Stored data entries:
+---+

PR #736, opened 2016-06-16
Revert "arm64: config: disable msm_performance"

stellirin:
Actually we DO need this, msm_performance is the ONLY reliable way
we have for HMP cluster throttling (max cpufreq limiting).

on HMP all cores of a cluster can go offline so we lose userspace
permissions on the key sysfs. msm_performance never goes 'offline'
so we can set maximum frequencies via this module.

This is therefore needed by thermanager.

https://github.com/sonyxperiadev/device-sony-ivy/blob/master/rootdir/system/etc/thermanager.xml#L60


kholk:
Offline one HMP cluster through rqbalance. No need for conflicting drivers. 

Cpufreq throttling was a working feature on my rqbalance, which was originally developed for Tegra 3: it actually already supports managing frequencies, but it has been crippled because of the lack of support for this in userspace (thermanager and powerhal). Now that we've got support for it in powerhal, and partial support in thermanager, I don't see the need to still stay legacy.
Thermanager support has to be completed to support frequency throttling through rqbalance.

stellirin:
This is not about taking cores offline, this is about setting the maximum scaling frequency.

On older devices we set system perms on `/sys/devices/system/cpu/cpu0/cpufreq/scaling_max_freq` and this is enough. When cpu1-3 is offlined the sysfs is destroyed, so it loses it perms and values. When those cores are onlined it reuses the same perms and values from cpu0

https://github.com/sonyxperiadev/device-sony-honami/blob/master/rootdir/system/etc/thermanager.xml#L18

On HMP this is not possible. Each core takes the perms and values of the first cpu in each **cluster**. This means when cpu4-7 are offline all cpus in that cluster lose the perms and values. The default is root perms which is impossible for us to work with.

This is why msm_performance is critical for thermanager. QCOM uses the `perfd` daemon running as root, and the HALs pass everything through this, to work around the root perms problem.

Another issue is that thermanager only sets scaling _once_. THis means if cpu3-7 all go offline then if one comes back online it will take its default values. However if thermanager had previously set a scaling limit, this will be lost. This situation is actually very common!

Using msm_performance for scaling also solves this issue.

jerpelea:
we need a creative way to work around this issue

PR #739, opened 2016-06-18
[1.2.2] arm: irq: Fix logspam by removing harmless irq messages

humberos:
These kernel messages are harmless so do not populate dmesg with them

Change-Id: Ia2a4af1ac9d55db50df63266ea4b12d93f14f77c


kholk:
We should solve the problem instead of hiding the message.

humberos:
oh, is it a problem ?
I was thinking that it is just a harmless messages.

PR #740, opened 2016-06-26
Fix kernel compilation for honami.

Diewi:
Without these changes, there are missing symbols. Thus, the compilation for Z1 fails. This commit fixes these issues.


net/ipv4/Kconfig
```diff
@@ -485,6 +485,7 @@ config TCP_CONG_WESTWOOD
 config TCP_CONG_HTCP
         tristate "H-TCP"
         default m
+        depends on (IPV6 || IPV6=n)
```
kholk, line 488: Basically, that config option depends on "whatever"?
This line is a huge nop!

Diewi:
EDIT: True, I'll rework the commit tonight. It collapses to some defconfig changes.

# 

As far as I remember, this/these line(s) were needed to make the linking step to operate correctly (although these are truly nops),
I will compile another build tonight without these specific line(s) to ensure that I did not confuse something here and report the results in this place.

Diewi:
Could not push without a merge for whatever reason to update the commit... I'll open a new one...

PR #744, opened 2016-07-02
Updates for Suzu

stellirin:
building the kernel inline is more robust
removes dtb on rebuild
do not build modules if not enabled


alviteri:
+1

PR #745, opened 2016-07-02
[1.3.3] arm: DT: Kitakami: Fix scale function choice in VADC channels

kholk:
Some VADC channels are connected to the 100K pullup thermistor.
The qcom,scale-function number got off-phase after some kernel
drivers update from copyleft releases.

Fix the scale function configuration in DT for global Kitakami
and write small but effective documentation for the values.

### DIFF
--- a/arch/arm/boot/dts/qcom/msm8994-kitakami_common.dtsi
+++ b/arch/arm/boot/dts/qcom/msm8994-kitakami_common.dtsi
@@ -3275,10 +3275,10 @@
 		qcom,fast-avg-setup = <0>;
 	};
 	chan@73 { /* msm_therm */
-		qcom,scale-function = <13>;
+		qcom,scale-function = <18>; /* 100K_PULLUP_DECI */
 	};
 	chan@74 { /* emmc_therm */
-		qcom,scale-function = <13>;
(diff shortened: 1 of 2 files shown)


kholk:
This PR is CRITICAL.

Fixes thermal management on MSM8994 Kitakami.

stellirin:
Tested, good, when merged we can modify thermanager configs to use emmc_therm like stock instead of  pm8994_tz

zachariasmaladroit:
@kholk do we also need this for 1.2.2 kernel ?

https://github.com/sonyxperiadev/kernel/blob/aosp/LA.BF64.1.2.2_rb4.7/arch/arm/boot/dts/qcom/msm8994-kitakami_r2_common.dtsi#L300

https://github.com/sonyxperiadev/kernel/blob/aosp/LA.BF64.1.2.2_rb4.7/arch/arm/boot/dts/qcom/msm8994-kitakami_common.dtsi#L3224
https://github.com/sonyxperiadev/kernel/blob/aosp/LA.BF64.1.2.2_rb4.7/arch/arm/boot/dts/qcom/msm8994-kitakami_common.dtsi#L3227

PR #746, opened 2016-07-05
[1.2.2] Split DSDS and ROW kitakami devices

Myself5:
when Appending both DTBs (DSDS and ROW) the DSDS Variant is falsely selecting the ROW DTB, resulting into a broken SDCard support. Split them as discussed.


Myself5:
As discussed, 1.2.2 is EoL soon, so this PR is no longer needed.

PR #764, opened 2016-07-18
ASoC: wcd9320: Fix the bit width configuration per codec dai

alviteri:
Following commit: 6398d603abcb7cbb9f6256618b55310be3619ae9


alviteri:
@jerpelea this is a port from tomtom wcd9330 ..... needs test .... thanks

kholk:
This will work. The hardware is capable of doing what you're asking it to do. Good job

+---+

Return the records in their entirety. Keep every character as it is.

PR #736, opened 2016-06-16
Revert "arm64: config: disable msm_performance"

stellirin:
Actually we DO need this, msm_performance is the ONLY reliable way
we have for HMP cluster throttling (max cpufreq limiting).

on HMP all cores of a cluster can go offline so we lose userspace
permissions on the key sysfs. msm_performance never goes 'offline'
so we can set maximum frequencies via this module.

This is therefore needed by thermanager.

https://github.com/sonyxperiadev/device-sony-ivy/blob/master/rootdir/system/etc/thermanager.xml#L60


kholk:
Offline one HMP cluster through rqbalance. No need for conflicting drivers. 

Cpufreq throttling was a working feature on my rqbalance, which was originally developed for Tegra 3: it actually already supports managing frequencies, but it has been crippled because of the lack of support for this in userspace (thermanager and powerhal). Now that we've got support for it in powerhal, and partial support in thermanager, I don't see the need to still stay legacy.
Thermanager support has to be completed to support frequency throttling through rqbalance.

stellirin:
This is not about taking cores offline, this is about setting the maximum scaling frequency.

On older devices we set system perms on `/sys/devices/system/cpu/cpu0/cpufreq/scaling_max_freq` and this is enough. When cpu1-3 is offlined the sysfs is destroyed, so it loses it perms and values. When those cores are onlined it reuses the same perms and values from cpu0

https://github.com/sonyxperiadev/device-sony-honami/blob/master/rootdir/system/etc/thermanager.xml#L18

On HMP this is not possible. Each core takes the perms and values of the first cpu in each **cluster**. This means when cpu4-7 are offline all cpus in that cluster lose the perms and values. The default is root perms which is impossible for us to work with.

This is why msm_performance is critical for thermanager. QCOM uses the `perfd` daemon running as root, and the HALs pass everything through this, to work around the root perms problem.

Another issue is that thermanager only sets scaling _once_. THis means if cpu3-7 all go offline then if one comes back online it will take its default values. However if thermanager had previously set a scaling limit, this will be lost. This situation is actually very common!

Using msm_performance for scaling also solves this issue.

jerpelea:
we need a creative way to work around this issue

PR #739, opened 2016-06-18
[1.2.2] arm: irq: Fix logspam by removing harmless irq messages

humberos:
These kernel messages are harmless so do not populate dmesg with them

Change-Id: Ia2a4af1ac9d55db50df63266ea4b12d93f14f77c


kholk:
We should solve the problem instead of hiding the message.

humberos:
oh, is it a problem ?
I was thinking that it is just a harmless messages.

PR #740, opened 2016-06-26
Fix kernel compilation for honami.

Diewi:
Without these changes, there are missing symbols. Thus, the compilation for Z1 fails. This commit fixes these issues.


net/ipv4/Kconfig
```diff
@@ -485,6 +485,7 @@ config TCP_CONG_WESTWOOD
 config TCP_CONG_HTCP
         tristate "H-TCP"
         default m
+        depends on (IPV6 || IPV6=n)
```
kholk, line 488: Basically, that config option depends on "whatever"?
This line is a huge nop!

Diewi:
EDIT: True, I'll rework the commit tonight. It collapses to some defconfig changes.

# 

As far as I remember, this/these line(s) were needed to make the linking step to operate correctly (although these are truly nops),
I will compile another build tonight without these specific line(s) to ensure that I did not confuse something here and report the results in this place.

Diewi:
Could not push without a merge for whatever reason to update the commit... I'll open a new one...

PR #744, opened 2016-07-02
Updates for Suzu

stellirin:
building the kernel inline is more robust
removes dtb on rebuild
do not build modules if not enabled


alviteri:
+1

PR #745, opened 2016-07-02
[1.3.3] arm: DT: Kitakami: Fix scale function choice in VADC channels

kholk:
Some VADC channels are connected to the 100K pullup thermistor.
The qcom,scale-function number got off-phase after some kernel
drivers update from copyleft releases.

Fix the scale function configuration in DT for global Kitakami
and write small but effective documentation for the values.

### DIFF
--- a/arch/arm/boot/dts/qcom/msm8994-kitakami_common.dtsi
+++ b/arch/arm/boot/dts/qcom/msm8994-kitakami_common.dtsi
@@ -3275,10 +3275,10 @@
 		qcom,fast-avg-setup = <0>;
 	};
 	chan@73 { /* msm_therm */
-		qcom,scale-function = <13>;
+		qcom,scale-function = <18>; /* 100K_PULLUP_DECI */
 	};
 	chan@74 { /* emmc_therm */
-		qcom,scale-function = <13>;
(diff shortened: 1 of 2 files shown)


kholk:
This PR is CRITICAL.

Fixes thermal management on MSM8994 Kitakami.

stellirin:
Tested, good, when merged we can modify thermanager configs to use emmc_therm like stock instead of  pm8994_tz

zachariasmaladroit:
@kholk do we also need this for 1.2.2 kernel ?

https://github.com/sonyxperiadev/kernel/blob/aosp/LA.BF64.1.2.2_rb4.7/arch/arm/boot/dts/qcom/msm8994-kitakami_r2_common.dtsi#L300

https://github.com/sonyxperiadev/kernel/blob/aosp/LA.BF64.1.2.2_rb4.7/arch/arm/boot/dts/qcom/msm8994-kitakami_common.dtsi#L3224
https://github.com/sonyxperiadev/kernel/blob/aosp/LA.BF64.1.2.2_rb4.7/arch/arm/boot/dts/qcom/msm8994-kitakami_common.dtsi#L3227

PR #746, opened 2016-07-05
[1.2.2] Split DSDS and ROW kitakami devices

Myself5:
when Appending both DTBs (DSDS and ROW) the DSDS Variant is falsely selecting the ROW DTB, resulting into a broken SDCard support. Split them as discussed.


Myself5:
As discussed, 1.2.2 is EoL soon, so this PR is no longer needed.

PR #764, opened 2016-07-18
ASoC: wcd9320: Fix the bit width configuration per codec dai

alviteri:
Following commit: 6398d603abcb7cbb9f6256618b55310be3619ae9


alviteri:
@jerpelea this is a port from tomtom wcd9330 ..... needs test .... thanks

kholk:
This will work. The hardware is capable of doing what you're asking it to do. Good job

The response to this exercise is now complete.